WORK INSTRUCTIONS ::
Reading the records below, how many lines contain "instrumentationProviders"? Respond with a number and nothing else.

Source data ::
PR #1402, opened 2024-09-20
Fix integration test infra for validating saved background activities

bidetofevil:
## Goal

Background activities are saved in a background thread, triggered explicitly by certain public API method calls. In order to control the order of execution and taking care of both the case when the background thread save runs before or after the validation code hits on the main test thread, I added `checkNextSavedBackgroundActivity` which takes in a lambda that will trigger an action that in turn triggers a save, as well as one that runs some validation code on the NEXT background activity that is saved. 

Along the way, I tweaked the implementation of `returnIfConditionMet` to separate the data being used to check the condition that is being continuously checked. TBH, I'm not sure if that's really needed - the initial failures were due to the background save not being triggered because there wasn't enough time that have lapsed before the previous save. But this is working and I don't want to change it back again, so lets go with this to see if the races are addresed.

### DIFF
--- a/embrace-android-sdk/src/integrationTest/kotlin/io/embrace/android/embracesdk/IntegrationTestRuleExtensions.kt
+++ b/embrace-android-sdk/src/integrationTest/kotlin/io/embrace/android/embracesdk/IntegrationTestRuleExtensions.kt
@@ -1,6 +1,7 @@
 package io.embrace.android.embracesdk
 
 import android.app.Activity
+import io.embrace.android.embracesdk.fakes.FakeDeliveryService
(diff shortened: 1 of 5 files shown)


bidetofevil:
* **#1402** <a href="https://app.graphite.dev/github/pr/embrace-io/embrace-android-sdk/1402?utm_source=stack-comment-icon" target="_blank">Graphite</a> 👈
* `main`

<h2></h2>

bidetofevil:
### Merge activity

* **Sep 20, 11:48 AM EDT**: @bidetofevil merged this pull request with [Graphite](https://app.graphite.dev/github/pr/embrace-io/embrace-android-sdk/1402).

PR #1403, opened 2024-09-20
Consolidate background + scheduled workers

fractalwrench:
## Goal

Consolidates the `ScheduledWorker` class into `BackgroundWorker` as they now fulfil the same function.


bidetofevil (approved):
LGTM

PR #1404, opened 2024-09-20
Alter hierarchy of `Worker`

fractalwrench:
## Goal

Turns the `Worker` enum into a sealed class instead

## Testing


bidetofevil (approved):
LGTM

PR #1405, opened 2024-09-20
Allow priority based execution using custom comparators

fractalwrench:
## Goal

Adapts the existing `PriorityThreadPoolExecutor` so that instead of only supporting the `TaskPriority` enum, it supports arbitrary data types with a matching comparator. I've updated the implementation so that network requests are prioritised based on whether `ApiRequest` is a session, and so that the `DeliveryCacheManager` prioritises based on the supplied `TaskPriority`.

## Testing

Updated & added to unit tests.


bidetofevil (approved):
LGTM

bidetofevil (approved):
LGTM. 

Too bad we lost the default parameter. Do you think it's worthwhile to add a specialized type of `PriorityWorker` that uses the enum so we can set that as having a default NORMAL priority when submitting/scheduling? Or will we have so many different types that are widely used, most job queuing will require an explicit priority set instead of relying on a default?

fractalwrench:
@bidetofevil I think it's likely we will refactor `TaskPriority` away in favour of prioritisation of specific tasks for a given queue. Right now `TaskPriority` is only used to prioritise file caching

bidetofevil:
Ah, got.

PR #1407, opened 2024-09-20
Alter project dependency structure

fractalwrench:
## Goal

Alters the dependencies in `embrace-android-delivery` so that the core module + test fakes can be accessed. Additionally defines the serialized type that should be used for log payloads.

### DIFF
--- a/embrace-android-delivery/build.gradle.kts
+++ b/embrace-android-delivery/build.gradle.kts
@@ -12,5 +12,5 @@ apiValidation.validationDisabled = true
 
 dependencies {
     implementation(project(":embrace-android-payload"))
-    testImplementation(project(":embrace-android-payload"))
+    implementation(project(":embrace-android-core"))
 }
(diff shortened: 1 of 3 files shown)


embrace-android-delivery/build.gradle.kts
```diff
@@ -12,5 +12,6 @@ apiValidation.validationDisabled = true
 
 dependencies {
     implementation(project(":embrace-android-payload"))
+    implementation(project(":embrace-android-core"))
     testImplementation(project(":embrace-android-payload"))
```
bidetofevil, line 16: Do we still need the `testImplementation` dep now that it's also s `implementation` dep?

bidetofevil (approved):
LGTM

embrace-android-delivery/build.gradle.kts
fractalwrench: Removed this as it's unnecessary

PR #1408, opened 2024-09-20
Fix manual session control enablement

nelsitoPuglisi:
## Goal

Have a kill switch to disable ending sessions manually. There was a confused implementation with the previous key.

## Testing

Manual and Unit test.

### DIFF
--- a/embrace-android-core/src/main/kotlin/io/embrace/android/embracesdk/internal/config/behavior/SessionBehavior.kt
+++ b/embrace-android-core/src/main/kotlin/io/embrace/android/embracesdk/internal/config/behavior/SessionBehavior.kt
@@ -24,9 +24,9 @@ interface SessionBehavior {
     fun isGatingFeatureEnabled(): Boolean
 
     /**
-     * Whether session control is enabled, meaning that features should be gated.
+     * Whether session control is disabled, meaning that can't end sessions manually.
      */
-    fun isSessionControlEnabled(): Boolean
+    fun isSessionControlDisabled(): Boolean
 
     /**
      * Returns the maximum number of properties that can be attached to a session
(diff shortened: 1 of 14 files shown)


embrace-android-core/src/main/kotlin/io/embrace/android/embracesdk/internal/session/orchestrator/SessionOrchestratorImpl.kt
```diff
@@ -111,7 +111,7 @@ internal class SessionOrchestratorImpl(
                 payloadFactory.startSessionWithManual(timestamp)
             },
             earlyTerminationCondition = {
-                return@transitionState shouldEndManualSession(
+                return@transitionState !shouldEndManualSession(
```
nelsitoPuglisi, line 114: `early termination condition` collects functions that prevent the execution.

embrace-android-core/src/main/kotlin/io/embrace/android/embracesdk/internal/config/behavior/SessionBehavior.kt
```diff
@@ -24,9 +24,9 @@ interface SessionBehavior {
     fun isGatingFeatureEnabled(): Boolean
 
     /**
-     * Whether session control is enabled, meaning that features should be gated.
+     * Whether session control is disabled, meaning that can't end sessions manually.
      */
-    fun isSessionControlEnabled(): Boolean
```
bidetofevil, line 29: We can keep this as enabled at this level (app usage) so it matches the other kill switches. It's at the Config level that we should make this be identify itself as disabled

bidetofevil (commented):
Looks good other than flipping the method name in the Behavior back to `isSessionControlEnabled()` to match the other kill switches.

@fractalwrench should look at the logic flip in `OrchestratorImpl`. Maybe a method rename to `blockManualSessionEnd()` while keep the true/false returns might read better?

PR #1409, opened 2024-09-20
Alter assertion of flaky test

fractalwrench:
## Goal

The test case assumed that the job would not complete after the latch was released, but internally `BackgroundWorker` calls `shutdown` which allows completion of tasks that are already executing.

My fix is to increase the number of latches required to 2 so the `Runnable` never completes. I've added an assertion to check the latch was counted down instead.


bidetofevil (approved):
LGTM

bidetofevil:
### Merge activity

* **Sep 20, 12:30 PM EDT**: [Graphite](https://app.graphite.dev/github/pr/embrace-io/embrace-android-sdk/1409) rebased this pull request as part of a merge.

PR #2708, opened 2025-11-06
Add HttpNetworkRequest model class

fractalwrench:
## Goal

Adds `HttpNetworkRequest` as a class used to hold network request data internally. This avoids using the public API at the telemetry capture layer which is an obstacle to removing the use of `Embrace/EmbraceInternalApi` in our network request instrumentation.

As part of this change I also separated `NetworkLoggingService` and `NetworkCaptureService` so that they are called individually from each other & therefore have no knowledge of each other.

## Testing


bidetofevil (approved):
LGTM. I think we can leverage this piece to record the source of the network request/instrumentation (e.g. okhttp vs huc vs huc-lite), but that's for later

PR #2710, opened 2025-11-06
Combine network capture service and data source

fractalwrench:
## Goal

Combine the network capture service and data source, which has allowed a lot of the internal implementation details to be hidden from the interface and in future will allow further modularisation.

## Testing

Updates existing test coverage.


bidetofevil (approved):
LGTM. This kind of DataSource is almost like an extension of `TelemetryDestination` to record something of a similar shaped that goes on top of the `DataSource` interface/impl. I can see State being implemented similarly, which will keep `TelemetryDestination` agnostic to data types.

I'd be curious how you plan to use this in the actual OkHttp module This kind of DataSource template probably belongs in the instrumentation-api layer for now, but I wonder how many of these value-add we plan to add, and whether that deserves another layer...

Anyway, a problem for later. Looks great!

fractalwrench:
My current thoughts were to have one main place that routes all the network requests, and then have okhttp/huc/manual sources have the minimal amount of logic to record something. Effectively that'd mean the code would mainly be interacting with specific concepts like `HttpUrlConnection` and interceptors.

There's definitely a bit of experimentation to be done to strike the right balance IMO. It's a bit of an unusual case

PR #2730, opened 2025-11-10
Complete modularisation of JVM crash instrumentation

fractalwrench:
## Goal

Completes the modularisation of our JVM crash instrumentation. This creates a new module named `embrace-android-instrumentation-crash-jvm` that contains `JvmCrashDataSource`.

Other modules look up this type to register crash handlers for use in teardown, and to augment JS exception telemetry.

## Testing

Updated unit tests.


embrace-android-sdk/src/main/java/io/embrace/android/embracesdk/internal/api/delegate/ReactNativeInternalInterfaceImpl.kt
```diff
@@ -27,7 +32,19 @@ internal class ReactNativeInternalInterfaceImpl(
         stacktrace: String?,
     ) {
         if (embrace.isStarted) {
-            jsCrashService?.logUnhandledJsException(name, message, type, stacktrace)
+            val registry = bootstrapper.instrumentationModule.instrumentationRegistry
```
bidetofevil, line 35: Not sure how I feel about random thinks having access to data source. But I guess all these hosted SDK APIs are special....

embrace-android-sdk/src/main/java/io/embrace/android/embracesdk/internal/injection/InternalInterfaceModuleImpl.kt
```diff
@@ -19,7 +18,7 @@ internal class InternalInterfaceModuleImpl(
     payloadSourceModule: PayloadSourceModule,
     instrumentationModule: InstrumentationModule,
     embrace: EmbraceImpl,
-    crashModule: CrashModule,
+    bootstrapper: ModuleInitBootstrapper,
```
bidetofevil, line 21: Is it possible to export just the interface for the registry for lookup rather than the whole thing?

embrace-android-sdk/src/main/java/io/embrace/android/embracesdk/internal/injection/ModuleInitBootstrapper.kt
```diff
@@ -442,6 +420,27 @@ internal class ModuleInitBootstrapper(
         }
     }
 
+    fun loadInstrumentation() {
+        val registry = instrumentationModule.instrumentationRegistry
+        val instrumentationProviders = ServiceLoader.load(InstrumentationProvider::class.java)
+        registry.loadInstrumentations(instrumentationProviders, instrumentationModule.instrumentationArgs)
+    }
+
+    fun postLoadInstrumentation() {
```
bidetofevil, line 429: Installing listeners/handlers to data sources feels like a proper abstraction eh?

embrace-android-sdk/src/main/java/io/embrace/android/embracesdk/internal/api/delegate/ReactNativeInternalInterfaceImpl.kt
fractalwrench: I agree this isn't ideal & is something I'd like to avoid in future. For our current API, I believe this is the best way to achieve our goal. Longer-term I think we should split out these APIs to the specific instrumentation modules rather than requiring the `Embrace` class to obtain a reference to a given data source.

bidetofevil: Our internal stuff shouldn't depend directly on our external API. That creates a conflict of interest internally and probably some dependency stuff we'd rather not have to deal with.

PR #2734, opened 2025-11-11
Add warning to prevent Compose version bump

priettt:
## Goal
Added a warning comment in libs.versions.toml to prevent bumps to Compose dependency version.

## More info
The `getAllSemanticsNodes` signature changed in Compose 1.6+, adding a second parameter (`skipDeactivatedNodes`). If we compile the SDK against Compose 1.6+, the bytecode will reference the two-parameter method. Apps using older Compose versions (like 1.0.5) at runtime will crash with `NoSuchMethodError` since they only have the single-parameter version.

Compiling against 1.0.5 works for both old and new runtime versions since newer Compose versions still include the deprecated single-parameter method.


fractalwrench (approved):
LGTM

PR #2737, opened 2025-11-11
Create separate module for ANR instrumentation

fractalwrench:
## Goal

Creates a separate module that contains the ANR instrumentation. Unlike the other instrumentation modules this is somewhat unusual in that it does not use the `DataSource` interface or SPI directly. This is because the existing instrumentation is something of a compromise where ANR intervals are not recorded as OTel signals until the session ends. IMO we should address this as part of a future refactor, at which point we can lean more into the `DataSource` API (or its State API equivalent).

## Testing

Relied on existing test coverage & manually verified E2E.


bidetofevil (approved):
So one feature we will do in the relatively near future is to make it so we can add call stack samples to any span, which essentially will require decoupling that aspect of span annotation from the ANR instrumentation. Some details still need to be worked out as to what the format is like, but the idea is that the addition of these attributes will be a service accessible outside of the ANR stuff.   
  
This seems like a step towards that, and if there's anything that would make that harder to do, now is probably a good time to address it if there's one of those "six of one, half dozen the other" decisions to be made. (I don't think I see it?)

Anyway, LGTM

PR #2740, opened 2025-11-11
Reduce mock usage

fractalwrench:
## Goal

Avoids some unnecessary mocks where `ApplicationProvider` will suffice.


bidetofevil (approved):
Oh I didn't know that test fixture exists. Nice!

PR #2751, opened 2025-11-13
Reduce use of modules in instrumentation

fractalwrench:
## Goal

Replaces the use of modules with `InstrumentationArgs` for ANR/NDK crash detection instrumentation code. This will make it easier to extract instrumentation to its own module in the long-term.


bidetofevil (approved):
LGTM

PR #2752, opened 2025-11-13
Reorganise some utils classes

fractalwrench:
## Goal

Reorganises some utils classes by moving them to more specific modules or inlining them where they are only used in one place or are superseded by Kotlin language features.


bidetofevil (approved):
Excellent. LGTM

PR #2754, opened 2025-11-13
Simplify AppStateService

fractalwrench:
## Goal

Simplifies `AppStateService` by removing implementation details from the interface.

## Testing


embrace-android-core/src/main/kotlin/io/embrace/android/embracesdk/internal/session/lifecycle/AppStateServiceImpl.kt
```diff
@@ -120,28 +122,9 @@ internal class AppStateServiceImpl(
         }
     }
 
-    override fun close() {
```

THE ANSWER ::
2